Processing sustainability runs beyond emissions. Our manufacturing process makes strong reuse of process water and recycles off-spec solution safely, reducing landfill burden. In-plant filtration systems recover over 95% of raw water, sending it back through upstream processes or safe waste streams. Technicians monitor batch consistency, aiming for a drum acceptance rate above 99%. This cuts shipping returns, product write-offs, and disposal, reducing carbon footprint and supporting industry pressure to run greener.
Even with high-performing resins, application is never a set-and-forget operation. Coating shops hit unexpected problems: foaming, cratering, poor adhesion on plastics, shifts in gloss or opacity under different lights. We stay in close contact with user plants to troubleshoot beyond the lab bench.
Thickening agents can pose problems if the resin clashes with certain cellulosics or synthetics, leading to batch separation or flow issues. With JONCRYL 1534, we targeted wide compatibility, but stall points can still occur with unusual additives or old pigment stocks. Our teams encourage testing with shop-floor equipment, not just laboratory-scale stirrers, since the shear and heat profile can diverge at scale.
Foaming crops up in both mixing and spraying. We’ve built the resin to avoid excessive air entrapment, and most field users report clean lay-down with standard defoamers. For finishers who run ultra-high solids blends or recirculating lines, foaming can reappear after several hours. Timely cleaning and regular checks of pump gaskets matter more than the choice of defoamer—something our process engineers point out after troubleshooting line issues on site.
Few things frustrate spray line operators like poor flow or sudden needle clogging. Impurities or incompatible surfactants from batch to batch become obvious in these cases. Our internal monitoring for gel and solids content has reached a point where failed drums rarely leave the plant, but working with water-based systems always asks for vigilance: filters on spray guns, mixed storage, and routine line purges help reduce downtime and wear on hardware.
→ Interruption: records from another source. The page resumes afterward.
PR #1902, opened 2026-03-27
Reduce idle CPU usage by replacing polling with blocking in worker threads

DocShotgun:
This PR eliminates excessive idle CPU usage in the CPU backend threadpools by replacing fixed-interval polling (`sleep_for(1ms)`) with condition-variable-based blocking.

The current behavior is that worker threads spin for `50ms` upon first becoming idle, and then enter a `1ms` sleep-based polling loop. This results in around ~2% idle CPU utilization per thread. On my configuration with `--kt-cpuinfer 128`, this adds up to around ~256%, or ~2.5 cores worth of constant CPU utilization while no inference requests are running.

With this PR:
- Worker threads retain the existing `50ms` active period
- Replace `sleep_for(1ms)` with `std::condition_variable::wait`
- Add per-thread:
  - `std::mutex`
  - `std::condition_variable`
- Notify threads (`notify_one`) when transitioning to `WORKING` or `EXIT`

After applying these changes locally, the inference server's idle CPU usage drops from ~256% to a mere ~1-2%.

## Before submitting

### DIFF
--- a/kt-kernel/cpu_backend/worker_pool.cpp
+++ b/kt-kernel/cpu_backend/worker_pool.cpp
@@ -95,7 +95,11 @@ InNumaPool::InNumaPool(int max_thread_num, int numa_id, int threads_id_start) {
 
 InNumaPool::~InNumaPool() {
   for (int i = 0; i < total_worker_count; i++) {
-    thread_state_[i].status.store(ThreadStatus::EXIT, std::memory_order_release);
+    {
+      std::lock_guard<std::mutex> lock(thread_state_[i].mutex);
+      thread_state_[i].status.store(ThreadStatus::EXIT, std::memory_order_release);
+    }
+    thread_state_[i].cv.notify_one();
   }
   for (int i = 0; i < total_worker_count; i++) {
     if (workers_[i].joinable()) {
@@ -152,7 +156,11 @@ void InNumaPool::do_work_stealing_job_async(int task_num, std::function<void(int
   curr_.store(0, std::memory_order_release);
   end_ = task_num;
   for (int i = 0; i < worker_count; i++) {
-    thread_state_[i].status.store(ThreadStatus::WORKING, std::memory_order_release);
+    {
+      std::lock_guard<std::mutex> lock(thread_state_[i].mutex);
+      thread_state_[i].status.store(ThreadStatus::WORKING, std::memory_order_release);
+    }
+    thread_state_[i].cv.notify_one();
   }
   WorkerPool::thread_local_id = 0;
   process_tasks(0);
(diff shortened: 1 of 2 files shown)


Halcyonhal9:
@DocShotgun - what hardware are you seeing the high cpu util on?

DocShotgun:
> @DocShotgun - what hardware are you seeing the high cpu util on?

I'm using dual socket Xeon 5th gen 64c 128t (2 NUMA nodes per socket) with 768gb + single RTX Pro 6000, running 128 worker threads across 4 threadpools, `--sleep-on-idle`:

```
PYTORCH_ALLOC_CONF=expandable_segments:True \
SGLANG_ENABLE_JIT_DEEPGEMM=0 \
  --host 0.0.0.0 \
  --port 5000 \
  --sleep-on-idle \
  --model /mnt/data2/models/GLM-5-FP8 \
  --kt-method AMXINT8 \
  --kt-weight-path /mnt/data2/models/AMX/GLM-5-CPU-NUMA4-AMXINT8 \
  --kt-cpuinfer 128 \
  --kt-threadpool-count 4 \
  --kt-num-gpu-experts 16 \
  --kt-max-deferred-experts-per-token 0 \
  --kt-expert-placement-strategy frequency \
  --init-expert-location ~/ktransformers/start/expert_activation_stats/GLM-5.pt \
  --trust-remote-code \
  --mem-fraction-static 0.98 \
  --served-model-name zai-org/GLM-5 \
  --enable-mixed-chunk \
  --tensor-parallel-size 1 \
  --enable-p2p-check \
  --disable-shared-experts-fusion \
  --chunked-prefill-size 4096 \
  --context-length 131072 \
  --max-total-tokens 131072 \
  --max-running-requests 1 \
  --attention-backend flashinfer \
  --fp8-gemm-backend cutlass \
  --kv-cache-dtype bf16 \
  --reasoning-parser glm45 \
  --tool-call-parser glm47
```

Without this PR (but with your PR merged), my `sglang::scheduler` idle CPU usage was around ~257% in `btop`.

Using `top -H -p <sglang::scheduler PID>`, I found that each inference worker thread (names like `numa_2_t_17` for the 17th thread on NUMA node 2) was using about 2% while idle. This ends up adding up to the approximately ~257% I was seeing in `btop` (128 threads x 2% per thread).

Using `perf` and `strace`, I tracked this down to each worker thread spamming 1ms nanosleeps, and then an exploration of the codebase with an agent found the code that this PR targets - where each worker thread was spinning for 50ms upon first becoming idle, and then proceeding to poll every 1ms indefinitely for new work.

If you have a low `--kt-cpuinfer`, the idle CPU utilization is probably minimal already, since the 1ms polling is happening on each of those threads. Basically all of the idle CPU usage is gone after the refactor in this PR, and I haven't encountered any bugs running the code locally, but it does need a sanity check from someone who knows more than myself lol.

PR #1926, opened 2026-04-09
Supports vnni-256 for GPTQ INT4

callmegaga:
# What does this PR do?

Add avx-vnni-256 backend for GPTQ INT4.There is a significant improvement in the prefill.The accuracy loss is around 0.013, which is larger than AVX2's 0.003.


yyj6666667:
here is a prefill speed comparison:
with vnni:
image
without vnni:
image

"PTok" represents the number of prompt tokens processed during the prefill stage. It offers a **stable ~5x** acceleration in prefill stage, especially as the prompt length increases.

PR #1944, opened 2026-04-23
Fix unsafe pickle deserialization in gRPC PolicyServer (CVE-2026-26210)

Chocapikk:
## Summary

This PR addresses **CVE-2026-26210**, an unauthenticated remote code execution vulnerability in the `balance_serve` scheduler RPC module caused by unsafe `pickle.loads()` on attacker-controlled data received over unauthenticated ZMQ channels.

### Changes

- **Bind to `127.0.0.1`** by default instead of `0.0.0.0` (configurable via `sched_bind`)
- **HMAC-SHA256 message authentication** on all ZMQ frames using a shared secret (`KTRANSFORMERS_RPC_SECRET` env var or auto-generated at startup and shared via environment)
- **RestrictedUnpickler** with explicit allowlist for C++ scheduler extension types (QueryAdd, QueryUpdate, BatchQueryTodo, etc.) - blocks arbitrary code execution while preserving compatibility with sched_ext objects
- **Safetensors** for KV cache tensor serialization instead of `pickle.dumps()`/`mp.reductions.reduce_tensor()`
- **ZMQ multipart** protocol: `[signature, payload, tensor_data]` with consistent HMAC verification on both sides
- Config file loading uses RestrictedUnpickler (compatible with existing pickle.dump in balance_serve.py)

### Security Impact

Before: Any unauthenticated network-reachable attacker could achieve arbitrary code execution by sending a crafted pickle payload to the ZMQ port.

After:
- Localhost-only by default (no remote access)
- HMAC-SHA256 authentication prevents unauthorized message injection
- RestrictedUnpickler blocks dangerous modules (os, subprocess, etc.) - only explicitly allowed types can be deserialized
- Tensor data uses safetensors (no code execution possible)

### References

- CVE-2026-26210
- CWE-502: Deserialization of Untrusted Data

### DIFF
--- a/kt-sft/ktransformers/server/balance_serve/sched_rpc.py
+++ b/kt-sft/ktransformers/server/balance_serve/sched_rpc.py
@@ -1,17 +1,59 @@
 from datetime import datetime
+import hashlib
+import hmac
+import io
+import json
 import os
+import secrets
 from typing import Optional
 import zmq
-import pickle
 import threading
+import torch
 import torch.multiprocessing as mp
 import sys
 current_file_path = os.path.abspath(__file__)
-# sys.path.insert(0, os.path.join(os.path.dirname(__file__), "..", "..", ".."))
-import pickle
 import argparse
+from safetensors.torch import save, load as st_load
 from ktransformers.server.balance_serve.settings import sched_ext, create_sched_settings, create_sched_settings_qwen2moe, create_sched_settings_qwen3moe
 
+# HMAC key for message authentication between server and client.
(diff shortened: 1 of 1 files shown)


ErvinXie:
Thank you for the report and the proposed fix.

The current server path in KTransformers is now based on SGLang, and the engine no longer starts an independent server for this balance_serve RPC path. This code path has been archived/removed from the active main branch, so this PR is no longer applicable to the current codebase.

We'll close this PR for now. If there is still a relevant issue in an older release branch, we can handle that separately against the appropriate branch.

Performance on non-wood substrates still presents challenges for all waterborne acrylics. Direct-to-metal adhesion, especially under humid conditions, can vary. While JONCRYL 1534 stands up well on wood and some plastics, users should prep metal surfaces with compatible primers, especially where corrosion is a risk. For plastics, flash-off and pre-cleaning steps help adhesion and finish uniformity. Resin alone won’t compensate for oil, static, or mold-release residues from the molding process.
The best lessons come from the shop floor, not a brochure. Every manager who has called mid-run for troubleshooting passes that feedback straight to our R&D crew. JONCRYL 1534’s performance on typical woods—oak, maple, birch—comes from months of trials, both in-house and at customer lines. We keep samples on hand for unexpected customer needs, so support is never far away.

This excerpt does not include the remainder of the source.